• _Problem to work on_: Below are some records. Reproduce them exactly from their first line through the line with "Looks like we", inclusive.

Stored data
Issue #36, opened 2017-05-21
Make the source code easier to unserstand and discover.


nical:
A followup issue from discussions in #32.

Relevant comment from @Drakulix:
> [...] I have a hard time to figure out what parts of it can be used in combination and how they should fit together.
> 
> [...] I don't feel like I would know where to start without studying the examples in great detail at first (which was even more difficult, before you added the new simpler example).
> 
>  This could most likely be resolved by some explanation and maybe some smaller examples in the giant meta-crate. That would be the place, I would expect a gentle introduction about how to start using this project.

Looks like we need at least:
 - [ ] A "getting started" section in the documentation of the meta-crate with examples.
 - [ ] More standalone examples preferably as simple and focused as possible.
 - [x] More detailed explanations about which crates are useful for what, which crates are optional and how the crates interact with one another.

Drakulix:
This has improved so much with the last release. Thanks! :)

nical:
You're welcome and thank you too! These improvements were made thanks to the feedback you gave. The docs are still far from perfect so don't hesitate to point me to any of its shortcomings.

LU15W1R7H:
I think the codebase would also benefit from some restructuring. This would make the "discovering" easier.
Some things are not as organized, which makes reading the code harder.

Issue #32, opened 2017-05-21
Make the project more welcoming and appealing to contributors and users.


nical:
Some rust projects have done a stellar job at moving from being a one-person project into being owned and contributed to by a small community built around it. The [gfx crate](https://github.com/gfx-rs/) is a prime example of this.

I would very much like lyon to be more community-driven, so that the project advances faster and in a direction that is useful to more people, and have more people to brainstorm ideas with.

Some ideas off the top of my head:
 - Good documentation: a never ending endeavor, but there has been a lot of work in this area lately.
 - Make lyon easier to use: The tools provided like tessellators are (purposefully) quite low-level and it is a lot of work to use them in any project. Building higher level APIs on top of this could maybe help with being useful for more people? I am experimenting with higher level APIs currently (issue #17).
 - File more issues for newcomers to pick, advertise them in this-week-in-rust.
 - Make *better* issues (more detailed) to help contributors getting started.
 - Implement more functionalities: There is still a ton of things to do, perhaps some people are waiting for some key missing features to be implemented?
 - Make more interesting demos that show what lyon can offer.
 - Move the repository from my github account into a dedicated github organization.
 - Reduce the complexity of the code if possible.

Drakulix:
> File a more issues for newcomers to pick, advertise them in this-week-in-rust.

This. I would like to contribute sometime (although I have too many projects in general), but I have no idea, where to start, as the code base appears large and overwhelming.

More comments on the "easy" issues on how to approach it, would be very helpful. E.g. where to add the new functionality (files), how should the api look like, some implementation tipps for the underlying project.

> Implement more functionalities: There is still a ton of things to do, perhaps some people are waiting for some key missing features to be implemented?

I was mainly waiting for all the basic shapes to be fully implemented (especially rounded rectangle) as well as round line endings.
After that I wanted to prototype a game I wanted to build for a long time with this crate, that is the biggest reason I am watching this repository.

nical:
Thanks a lot for your feedback! I'll start with adding details to the the issues labelled as easy and spend some time on the basic shapes, then.

Are there specific obstacles that make the code base appear overwhelming? Is it hard to understand the scope/goal of the project, the structure of the code and the repository, finding useful information in the documentation, or understanding the algorithms?

Drakulix:
Mostly structure. It is nice, that the project is this modularized, but I have a hard time to figure out what parts of it can be used in combination and how they should fit together.

[...]

PR #645, opened 2021-04-15
Restructuring repository

LU15W1R7H:
This PR restructures the repository.

All crates have been moved into a `crates/` directory.
This structure mirrors the layout of the [ripgrep](https://github.com/BurntSushi/ripgrep) repository.

I consider this to be part of the effort around issues #36 and #32.
It makes the repository more approchable since, the source code is neatly grouped together.
You can tell from once glance where all the source code is located.


LU15W1R7H:
What do you think? Is this controversial?

nical:
I'm a sceptical that it will make the code easier to understand, but it'll probably look more organized this way if the number of crates in lyon grows, so why not.

A few things, though:

- `cli` isn't a published crate like most things in the repo, it's a command-line app to test and debug things, so it should stay at the root of the repository.
- let's give the 'lyon` crate the usual structure with a `src/` folder. For example `crates/lyon/src/lib.rs` instead of `crates/lyon/lib.rs`.

LU15W1R7H:
Sounds good 👍🏾

PR #655, opened 2021-05-24
Fix example msaa argument

foobar27:
The msaa argument was effectively ignored, because of a mixup of min and max to add a lower bound of 1.


nical:
Woops! thanks!

PR #656, opened 2021-06-02
Fix SVG arc_to command not updating the current position

tronical:
As per spec, the to argument becomes the current point for subsequent
commands. This is mostly covered inside the builder, but for example the
relative_* functions on the SvgBuilder use the current_position.


nical:
Thanks !

The problem is also present in `arc` that `arc_to` uses under the hood, so I think it should be fixed there instead. One way to do this is to set the current position in the callback after the `quadratic_bezier_to` call.

tronical:
Hm, I was contemplating the same but wasn't sure since the `arc` API doesn't look like it would change the current position (there's no to parameter). But since you're pointing it out it makes sense then :-). I'll force-push that version shortly.

nical:
Thanks! I'll investigate #657 this weekend and publish a new version with both fixes soon.

PR #663, opened 2021-06-10
Bump `arrayvec` to 0.7

vihdzp:
This pull request bumps the `arrayvec` crate from version 0.5 to version 0.7. The only noticeable change is that `ArrayVec<[N; C]>` becomes `ArrayVec<N, C>`.


nical:
Hi, thanks! This is technically a breaking change. I try to group those to avoid frequent API breaks in lyon as much as possible, so I'll wait a little while before merging it. The new arrayvec ergonomics look nice!

dhardy:
Maybe it would be time to land this, plus a few more version bumps, soon? There are quite a few things which could be updated, most notably `wgpu`, but also e.g. `rand` (version 0.6 is quite old). I was considering opening a PR, but looks like this should land first...

nical:
`rand` and `wgpu` aren't part of public APIs, they are only used by the cli app and examples so we can update them at will whenever is convenient. I would prefer to hold off updating arrayvec for a little while longer and batch it with other upcoming breaking changes.

nical:
For some reason the github UI got buggy and I ended up having to manually merge this PR from git, so I'm closing the PR but the commit made it to the master branch: https://github.com/nical/lyon/commit/67ad0177d1efddfb4f5e7d6c451a9202a7ff2158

• _Response box_:
Issue #36, opened 2017-05-21
Make the source code easier to unserstand and discover.


nical:
A followup issue from discussions in #32.

Relevant comment from @Drakulix:
> [...] I have a hard time to figure out what parts of it can be used in combination and how they should fit together.
> 
> [...] I don't feel like I would know where to start without studying the examples in great detail at first (which was even more difficult, before you added the new simpler example).
> 
>  This could most likely be resolved by some explanation and maybe some smaller examples in the giant meta-crate. That would be the place, I would expect a gentle introduction about how to start using this project.

Looks like we need at least:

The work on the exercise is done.